Find where "fix the sign" occurs in the data below, and retype that line and every later line exactly.

━━━ Recorded data

PR #91, opened 2019-06-13
fix the sign of unwrapped phase in prep_aria.py

hfattahi:
This PR multiplies the sign of ARIA products unwrapped phase by -1 to be consistent with what MintPy expects. This change in sign is because the reference date in ARIA products are the second date and the following dates are the first date. This order has been swapped in prep_aria.py to be consistent with Mintpy.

━━━━━━

> Answer to this problem
fix the sign of unwrapped phase in prep_aria.py

hfattahi:
This PR multiplies the sign of ARIA products unwrapped phase by -1 to be consistent with what MintPy expects. This change in sign is because the reference date in ARIA products are the second date and the following dates are the first date. This order has been swapped in prep_aria.py to be consistent with Mintpy.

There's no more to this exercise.